Nothing but a number should be written: the count of lines below that contain "Needs".

• • • • •

Issue #40, opened 2018-04-24
Add wallet rpc methods and integrations


sangaman:
Allow for creation of new deposit addresses and for withdrawals through xud.

sangaman:
Partly solved by #94, still need to add appropriate rpc calls.

kilrau:
I think we are ready to do this now. Volunteers? @ImmanuelSegol @erkarl

sangaman:
We have the code to create a new deposit address in lnd, still need a wrapper method to send coins in lnd but that is easy. Then we'd need wrapper rpc methods for these which also shouldn't be hard. I think this should be low priority, but maybe we should discuss whether we'd want `xud` to be the sole point of interaction that manages all the `lnd` instances entirely, or whether it's ok to let some calls be made directly on `lnd`.

ImmanuelSegol:
> I think we are ready to do this now. Volunteers? @ImmanuelSegol @erkarl

I would be happy to take this @kilrau

kilrau:
I'd be pro `xud` being the sole point of interaction to reach a certain abstraction.
* only expose calls that matter, cleaner
* enables a much nicer CLI experience (compare https://sparkswap.com/docs/getting-started/first-use)
* enables us to switch/add support of different implementations like c-lightning

kilrau:
You got it @ImmanuelSegol

ImmanuelSegol:
@kilrau  @sangaman Which methods should I implement?

kilrau:
Hold-off on this. I would like to finalize testing bitcoind and litecoind first and then list calls here.

ImmanuelSegol:
@kilrau Could I get a better description of which methods exactly I should implement?

kilrau:
Yes, of course. Relevant for the wallet usage are [LND](https://api.lightning.community)'s:

https://api.lightning.community/#genseed
https://api.lightning.community/#initwallet
https://api.lightning.community/#unlockwallet
https://api.lightning.community/#changepassword
https://api.lightning.community/#walletbalance
https://api.lightning.community/#gettransactions
https://api.lightning.community/#transactiondetails
https://api.lightning.community/#estimatefee
https://api.lightning.community/#listunspent
https://api.lightning.community/#sendcoins
https://api.lightning.community/#sendmany
https://api.lightning.community/#newaddress
https://api.lightning.community/#subscribetransactions

[...]

Issue #246, opened 2018-08-01
Include raiden into docker


kilrau:

sangaman:
I think it's worth discussing whether we should necessarily include lnd and raiden in the docker image. Since we have the option to disable either of those, . I don't we might not always need both. I don't know if it's reasonable to have multiple docker images or the option to exclude certain components from the image for people who only want to run one or the other, but I thought I'd bring it up.

kilrau:
Definitely worth discussing:
how about a docker 'setup' asking which coins/tokens the person wants to swap with a small hint what that means (download, disk space) based on this different docker images are chosen.

kilrau:
Can you lead this discussion @itsbalamurali

kilrau:
@reliveyy

reliveyy:
I think xud dockerfile should only cares about xud itself. And we provide a docker-compose file or a k8s yaml file to describe the setup process of the whole system instead.

kilrau:
That sounds about right! @reliveyy 

We can expect to use official [docker lnd](https://github.com/lightningnetwork/lnd/tree/master/docker) and [raiden](https://github.com/raiden-network/raiden/tree/master/docker) in future.

reliveyy:
https://github.com/reliveyy/xud-docker A quick PoC here (some services may not running properly and  I will fix theme later). If you have any suggestions please fire an issue in this PoC project and If the dockerization enhancement to xud is acceptable I will issue a PR to `xud` project

kilrau:
I learned quite a bit from the sprkswap's docker flow today. This is the level of experience we want. Added more details to the description above. Please check and let me know what you think @reliveyy @sangaman @erkarl

kilrau:
> I think it's worth discussing whether we should necessarily include lnd and raiden in the docker image. Since we have the option to disable either of those, . I don't we might not always need both. I don't know if it's reasonable to have multiple docker images or the option to exclude certain components from the image for people who only want to run one or the other, but I thought I'd bring it up.

Btw: That's taken care of by a) user choosing supported coins/tokens and also b) #891 @sangaman .

PR #889, opened 2019-04-15
Lnd wallet api wrapper 

### LINKED ISSUE #912: `xud` master password
Needs some research if this could work like this @sangaman :

* let's btclnd create memonic, use it for xud and inject it in all other non-preexisting nodes
* encrypts xud's private key and all other nodes non-preexisting nodes private key with `xud` master password
* lnd macaroons, full-node rpc passwords
* pre-existing LND/raiden/fullnode's: user has to enter passwords and xud stores and encrypts these pws with master password. Needs great explainer on what is happening here and why this is secure.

• • • • •

Exercise result – 2